Manduria di colpo sembra diventata un “non-luogo” col senso rarefatto degli eventi che scorrono. Non si comprende bene neanche la definizione giuridica da dare alla tendopoli: non è un centro di accoglienza, guai a sostenere che sia un centro di identificazione ed espulsione, peggio ancora a pensare che possa essere un lager. Di fatto, assomiglia a un parcheggio temporaneo di storie anch’esse senza definizione. Perché, in fondo, non si sa bene neanche se davanti ci siano “profughi”, “immigrati”, “clandestini”, “rifugiati”, “extracomunitari”. Parole, appunto, che spesso esulano dai vissuti e che di certo non risolvono gli incomodi.
Poi c’è la giostra dei numeri che condiscono il tutto: 1.500 ospiti al massimo, 3.500 in tutto, mille arrivi di qua, 700 fughe di là. Le statistiche si modificano dentro una griglia da terno al lotto, tra presenze reali o supposte, previsioni ottimistiche e dati confusi, fughe di massa, proteste, disperazione e persino il preoccupante fenomeno delle ronde improvvisate a presidiare il territorio. Sul posto, il dispiegamento delle Forze dell’ordine (dai Carabinieri alla Polizia ai Forestali a cavallo) è consistente, così come quello dei volontari: eppure, il clima è surreale, con uomini che superano in semplicità la recinzione e scappano via, verso chissà quale direzione.
In questo quadro disarmante, c’è inevitabile la politica, ansiogena, dubbiosa, divisa sul destino di chi viene accolto ed inevitabilmente di chi accoglie o, in qualche modo, è costretto a farlo. Con le accuse, gli annunci e le promesse disattese, perché nel tarantino nessuno pensava che da un momento all’altro questo territorio sarebbe diventato lo scenario rinnovato di quel che accadde a cavallo degli anni Novanta. La confusione sulle soluzioni, poi, è all’ordine del giorno, con ritardi e diatribe interne agli uomini di governo, mentre quel divario tra Nord e Sud riemerge ancora una volta, accentuato dalla tanto sbandierata “equa distribuzione dell’emergenza”.
Ci sono, infine, gli abitanti del luogo, che chiedono giustamente garanzie di sicurezza e tempi certi per ritrovare la normalità del quotidiano. Gli arrivi, però, non si attestano: altre mille persone sono giunte nel tarantino, nelle ultime ore. Si dice che in un mese Manduria dovrebbe essere sgomberata: lo ha promesso al sindaco Tommasino direttamente il ministro Maroni. Del resto, “ha da passà ‘a nuttata”.
Dalla Tunisia a Manduria (passando per Lampedusa)
Questi i passaggi più importanti che hanno portato all’allestimento della mega tendopoli in Contrada Paione
26 marzo Troppi immigrati a Lampedusa: l’emergenza deve essere gestita con una distribuzione degli arrivi su tutto il territorio nazionale.

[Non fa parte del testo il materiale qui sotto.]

PR #12, opened 2015-04-03
Landing strip

ouchadam:
A library for tab strips which relies on the client to do all the hard work

Based on @jpardogo 's https://github.com/jpardogo/PagerSlidingTabStrip which is in turn a fork from @astuetz https://github.com/astuetz/PagerSlidingTabStrip (mad props to those guys!)

The design difference here is the `LandingStrip` view is now composed of a tab layout by default, whereas originally the `Strip` view controlled all styling and had the unfortunate sideeffect of overriding any custom styles. 

This means the `LandingStrip` view has been heavily simplified and allows for complete customisation (because the library leaves all that hard work to the client).

The current state of the lib is a barebones working implementation for our(/my) needs in another project. The api, name etc have not been fully defined yet.

ezgif com-video-to-gif


mr-archano:
It would be good to understand more about the purpose of this fork/rewrite. The diff contains too much noise, it's hard to tell what one should focus on.

ouchadam:
this file is the library https://github.com/novoda/spikes/blob/landing-strip/landing-strip/core/src/main/java/com/novoda/landingstrip/LandingStrip.java the rest of the project is examples and build script setup. I'll update the description with the reasonings

landing-strip/core/src/main/java/com/novoda/landingstrip/LandingStrip.java
```diff
@@ -0,0 +1,289 @@
...
+import android.support.v4.view.PagerAdapter;
+import android.support.v4.view.ViewPager;
+import android.util.AttributeSet;
+import android.view.LayoutInflater;
+import android.view.View;
+import android.widget.HorizontalScrollView;
+import android.widget.LinearLayout;
+import android.widget.TextView;
+
+public class LandingStrip extends HorizontalScrollView {
```
ouchadam: This is the meat of the lib

mr-archano:
Great description @ouchadam :+1: Also the link to the diff between libs is pure gold :sparkles:.

landing-strip/core/src/main/java/com/novoda/landingstrip/Attributes.java
```diff
@@ -0,0 +1,87 @@
...
+import android.content.res.TypedArray;
+import android.support.annotation.ColorRes;
+import android.support.annotation.LayoutRes;
+import android.util.AttributeSet;
+
+class Attributes {
+
+    @ColorRes
+    private static final int DEFAULT_INDICATOR_COLOUR = android.R.color.white;
+    private static final int DEFAULT_INDICATOR_HEIGHT = 5;
```
ataulm: this should be `@DimenRes` and point to a dimen - if it's default, it should be default DPs not px

landing-strip/core/src/main/java/com/novoda/landingstrip/Attributes.java
```diff
@@ -0,0 +1,87 @@
...
+import android.content.Context;
+import android.content.res.TypedArray;
+import android.support.annotation.ColorRes;
+import android.support.annotation.LayoutRes;
+import android.util.AttributeSet;
+
+class Attributes {
+
+    @ColorRes
+    private static final int DEFAULT_INDICATOR_COLOUR = android.R.color.white;
```
ataulm: `android.R.color` can be different on different platforms / manufacturer's versions - this should be an internal to the project default.

landing-strip/core/src/main/java/com/novoda/landingstrip/Attributes.java
```diff
@@ -0,0 +1,87 @@
...
+        } finally {
+            xml.recycle();
+        }
+    }
+
+    private static void throwIfTabLayoutIsMissing(int tabLayoutId) {
+        if (tabLayoutId != MISSING_TAB_LAYOUT_ID) {
+            return;
+        }
+        throw new MissingTabLayoutId();
```
ataulm: `new MissingTabLayoutId**Exception**()`

landing-strip/core/src/main/java/com/novoda/landingstrip/Attributes.java
```diff
@@ -0,0 +1,87 @@
...
+        this.indicatorHeight = indicatorHeight;
+        this.tabsPaddingLeft = tabsPaddingLeft;
+        this.tabsPaddingRight = tabsPaddingRight;
+    }
+
+    public int getTabLayoutId() {
+        return tabLayoutId;
+    }
+
+    public int getIndicatorColour() {
```
ataulm: `color` por favor. It's just weird for one library out of the entire eco system of android libraries and android APIs to use UK english - different (but still gross!) for private APIs

landing-strip/core/src/main/java/com/novoda/landingstrip/Attributes.java
```diff
@@ -0,0 +1,87 @@
...
+        return indicatorColour;
+    }
+
+    public int getIndicatorHeight() {
+        return indicatorHeight;
+    }
+
+    public int getTabsPaddingLeft() {
```
ataulm: from the client point of view won't this just be `getPaddingLeft()` (and `..Right()`)? or is this the padding that's applied to each individual tab?

landing-strip/core/src/main/java/com/novoda/landingstrip/Coordinates.java
```diff
@@ -0,0 +1,6 @@
+package com.novoda.landingstrip;
+
+public interface Coordinates {
```
ataulm: yagni?

landing-strip/core/src/main/java/com/novoda/landingstrip/Attributes.java
ouchadam: there are 3 types of paddings
- individual tab (each child view)
- tabs container (the linear layout which contains the tabs)
- the parent view padding (the horizontal screen view itself)

this is meant to indicate the tabs container padding

landing-strip/core/src/main/java/com/novoda/landingstrip/LandingStrip.java
```diff
@@ -0,0 +1,133 @@
...
+        this.attributes = Attributes.readAttributes(context, attrs);
+        this.layoutInflater = LayoutInflater.from(context);
+        this.indicatorPaint = new Paint();
+        this.state = new State();
+        this.tabsContainer = new LinearLayout(context);
+        this.indicatorCoordinatesCalculator = IndicatorCoordinatesCalculator.newInstance();
+
+        state.updateDelegateOnPageListener(new ViewPager.SimpleOnPageChangeListener());
+        state.updatePosition(0);
+        state.updatePositionOffset(0);
```
ataulm: why aren't these done in the ctor of `State`?

landing-strip/core/src/main/java/com/novoda/landingstrip/Attributes.java
ouchadam: :+1:  yepo

landing-strip/core/src/main/java/com/novoda/landingstrip/Attributes.java
ouchadam: done :+1:

landing-strip/core/src/main/java/com/novoda/landingstrip/Coordinates.java
ouchadam: it's because of the api, the clients shouldn't be able to modify the properties, only the lib can do that

landing-strip/core/src/main/java/com/novoda/landingstrip/LandingStrip.java
ouchadam: `ctor` or `newInstance`?

landing-strip/core/src/main/java/com/novoda/landingstrip/Coordinates.java
ouchadam: the coordinates are mutable because we don't want to be new'ing up objects in `onDraw`

landing-strip/core/src/main/java/com/novoda/landingstrip/Attributes.java
ouchadam: very true :+1:

landing-strip/core/src/main/java/com/novoda/landingstrip/Coordinates.java
ataulm: :+1:

landing-strip/core/src/main/java/com/novoda/landingstrip/LandingStrip.java
ataulm: :fried_shrimp: either for me - just not here. I don't follow why position and positionOffset would ever be non-zero when you create a State object.

ouchadam: more for explicitness

ataulm:
:+1: merging to spikes to continue spiking!

xrigau:
:+1: good stuff!

landing-strip/core/src/main/java/com/novoda/landingstrip/LandingStrip.java
ataulm: but you don't do the same with other things - `indicatorPaint.setColor(0)` or `tabsContainer.removeAllViews()`

ouchadam: they aren't part of the state object

ataulm: but you're doing `new State()` :s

La premessa del Governo italiano è questa: parte da lì la costruzione di una tendopoli temporanea, a Manduria, nel tarantino, nell’area adiacente ad un aeroporto militare dismesso di proprietà del Ministero della Difesa, per accogliere i profughi venuti in massa dalla Tunisia, in attesa di una più chiara collocazione. La struttura si aggiunge ai cinque centri (tre Cara e due Cie) già presenti a Foggia, Brindisi e Bari.

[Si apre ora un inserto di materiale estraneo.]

PR #13, opened 2015-04-27
Add demo activity for View only pager

ataulm:
We're using a non-fragment setup in a couple of projects where we'd like to use LandingStrip (e.g. Wutson).

This demo serves as a testing ground for Wutson at least, which uses this version of ViewPagerAdapter to make sure that changes on LandingStrip were compatible.


ouchadam:
:100:

xrigau:
:+1:

PR #15, opened 2015-05-19
Bug fix layout inflation using incorrect parent

StylingAndroid:
Fixes a bug in tab layout inflation which now permits fixed width operation:

screenshot-2015-05-19_11 54 31 867


ouchadam:
:100:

27 marzo con la nave “San Marco”, arrivano 550 migranti, dentro una tendopoli che ne può ospitare 720. Sul posto, giungono i Vigili del fuoco di diversi distaccamenti della regione, comprese diverse unità dalla provincia di Lecce. Il sindaco di Manduria, Paolo Tommasino, viene nominato commissario per l’emergenza dei profughi.
28 marzo La situazione degenera: si parla di circa 4mila immigrati da ospitare nella tendopoli. Per questo, il Consiglio comunale di Manduria si riunisce in una seduta straordinaria, a cui prende parte il sottosegretario agli Interni, Alfredo Mantovano, che assicura: “Qui non più di 1.500 immigrati”.

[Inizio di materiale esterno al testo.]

PR #17, opened 2015-09-12
Talkback navdrawer

ataulm:
@Electryc @blundell @Dorvaryn 

- We don't navigate on navigation item click for some reason (jankiness)
- We use the `onDrawerClosed` event to then actually navigate.
- Closing the open drawer will trigger an a11y event - it'll announce the drawer has been closed, and then it'll read the now visible (the old one) activity, followed by the new one.

I think this is because the messages are queued - Kelly Shuster mentioned something in her berlin talk about "polite" mode (I forget the details) where you can either mark your accessibility announcements as polite/brutal to wait til it's finished what it's saying or interrupt it. Perhaps it ought to be in brutal mode, but I don't think that's under our control.

### DIFF
--- a/ActivityTalkbackInvestigation/app/src/main/java/com/novoda/activitytalkbackinvestigation/ProHaxDrawerActivity.java
+++ b/ActivityTalkbackInvestigation/app/src/main/java/com/novoda/activitytalkbackinvestigation/ProHaxDrawerActivity.java
@@ -18,6 +18,8 @@ import android.widget.ListView;
 
 public abstract class ProHaxDrawerActivity extends AppCompatActivity {
 
+    private static final String EXTRA_INTERNAL_NAV = BuildConfig.APPLICATION_ID + "EXTRA_INTERNAL_NAV";
+
     private DrawerLayout drawerLayout;
 
     @Override
@@ -26,8 +28,11 @@ public abstract class ProHaxDrawerActivity extends AppCompatActivity {
         ViewGroup contentView = (ViewGroup) findViewById(R.id.content_frame);
         getLayoutInflater().inflate(layoutResID, contentView);
         setupDrawer();
-        drawerLayout.setImportantForAccessibility(View.IMPORTANT_FOR_ACCESSIBILITY_NO_HIDE_DESCENDANTS);
-        drawerLayout.openDrawer(GravityCompat.START);
+
+        if (getIntent().getExtras() != null && getIntent().getExtras().containsKey(EXTRA_INTERNAL_NAV)) {
+            drawerLayout.setImportantForAccessibility(View.IMPORTANT_FOR_ACCESSIBILITY_NO_HIDE_DESCENDANTS);
+            drawerLayout.openDrawer(GravityCompat.START);
+        }
     }
 
     @Override
@@ -80,11 +85,14 @@ public abstract class ProHaxDrawerActivity extends AppCompatActivity {
     }
 
     private static Intent createIntentForItem(int itemPosition, Context context) {
+        Intent intent;
         if (itemPosition == 0) {
-            return new Intent(context, EarthActivity.class);
+            intent = new Intent(context, EarthActivity.class);
         } else {
-            return new Intent(context, SaturnActivity.class);
+            intent = new Intent(context, SaturnActivity.class);
         }
+        intent.putExtra(EXTRA_INTERNAL_NAV, true);
+        return intent;
     }
 
     @Override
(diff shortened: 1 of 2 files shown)


blundell:
so this reproduces the bug or fixes it?

ataulm:
This reproduces it.

To fix the undesired behaviour with TalkBack, just open the activity when the user clicks on the navigation item, instead of waiting for the drawer to close.

But there was a reason we were waiting for the drawer to close - there was jankiness if we tried to open a new activity while the drawer was closing.

I've pushed an alternative NavigationDrawer activity (ProHaxDrawerActivity), showing how we might want to override the default activity transitions when opening an activity _via the navigation drawer_ to make it look more like Inbox, Play Store etc.

This also involves a bit of trickery making it look like the navigation drawer is staying open while the content behind is changing; really, it's a different drawer (:boom:) that's pre-opened. And all the close drawer animations have arbitrary delays. The only thing further to this would be to ensure that the navigation drawer isn't open if the activity was opened from something other than our nav drawer (i.e. the app launcher).

boom webm

ActivityTalkbackInvestigation/app/src/main/java/com/novoda/activitytalkbackinvestigation/ProHaxDrawerActivity.java
```diff
@@ -0,0 +1,97 @@
...
+
+    private DrawerLayout drawerLayout;
+
+    @Override
+    public void setContentView(@LayoutRes int layoutResID) {
+        super.setContentView(R.layout.drawer_layout);
+        ViewGroup contentView = (ViewGroup) findViewById(R.id.content_frame);
+        getLayoutInflater().inflate(layoutResID, contentView);
+        setupDrawer();
+        drawerLayout.openDrawer(GravityCompat.START);
```
ataulm: this would need to be guarded somehow so it doesn't open the drawer if the activity was opened by the app launcher.

ActivityTalkbackInvestigation/app/src/main/java/com/novoda/activitytalkbackinvestigation/ProHaxDrawerActivity.java
```diff
@@ -0,0 +1,99 @@
...
+
+    private DrawerLayout drawerLayout;
+
+    @Override
+    public void setContentView(@LayoutRes int layoutResID) {
+        super.setContentView(R.layout.drawer_layout);
+        ViewGroup contentView = (ViewGroup) findViewById(R.id.content_frame);
+        getLayoutInflater().inflate(layoutResID, contentView);
+        setupDrawer();
+        drawerLayout.setImportantForAccessibility(View.IMPORTANT_FOR_ACCESSIBILITY_NO_HIDE_DESCENDANTS);
```
ataulm: The other quick fix (without any of the rest, I suppose) which can be applied is to tell android that the drawer layout is not important for accessibility in `onItemClick`, then set it back to AUTO in `onDrawerClosed`.

ataulm:
@Dorvaryn no "windowIsTranslucent="true"` == no white flashes? :grin:

blundell:
does this still just reproduce it? lol I want to merge it as reproducing - then separate PR for fix

ataulm:
Errr the other activity is unused so yes it reproduces it. The fix would be
using the other base activity.

Don't knoow what to dooo

On Sun, 13 Sep 2015 14:27 Paul Blundell <notifications@github.com> wrote:

> does this still just reproduce it? lol I want to merge it as reproducing -
> then separate PR for fix
>
> —
> Reply to this email directly or view it on GitHub
> <https://github.com/novoda/spikes/pull/17#issuecomment-139873643>.
>

-- 
Disclaimer: The information in this e-mail and any attachments is the 
property of Novoda Ltd and is confidential and may be legally privileged. 
This e-mail is intended solely for the person or organisation to which it 
is addressed. Any disclosure, copying or other use of the information by 
any person or organisation who is not the intended recipient is strictly 
prohibited and may be unlawful. If you have received this e-mail in error, 
please inform the sender immediately and delete/destroy this e-mail and any 
copies of it. Novoda Ltd has taken reasonable precautions to minimise the 
risk of any software viruses which may damage your systems, but we advise 
that you take the necessary steps to ensure that no virus contamination is 
suffered. Novoda Ltd does not accept any liability for any loss or damage 
caused by the transmission of any virus.

Novoda Ltd, Company No: 347444, Registered in Scotland Registered 
Office: C/O Alexander Sloan, 38 Cadogan Street, Glasgow, G2 7HF, Scotland.  VAT 
Registration Number  GB 984 2525 93

blundell:
:100:

Electryc:
Nice one! :+1:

29 marzo Arrivano altri 827 migranti. Sul posto, si avvicendano parlamentari di ogni schieramento, delegazioni regionali e provinciali. Il governatore pugliese, Nichi Vendola, attacca la gestione caotica dell’emergenza del governo. E intanto si verificano continue fughe di immigrati dal campo.
30 marzo A Lampedusa, il premier Silvio Berlusconi annuncia che l’isola sarà liberata in 60 ore: di conseguenza, sono previsti nuovi trasferimenti a Manduria. La sera stessa, prendendo atto di questa inattesa evoluzione, Mantovano si dimette. Contemporaneamente si dimette anche il sindaco di Manduria, mentre si stringe un accordo tra Regioni, Province e Comuni per un’equa distribuzione degli immigrati sui territori.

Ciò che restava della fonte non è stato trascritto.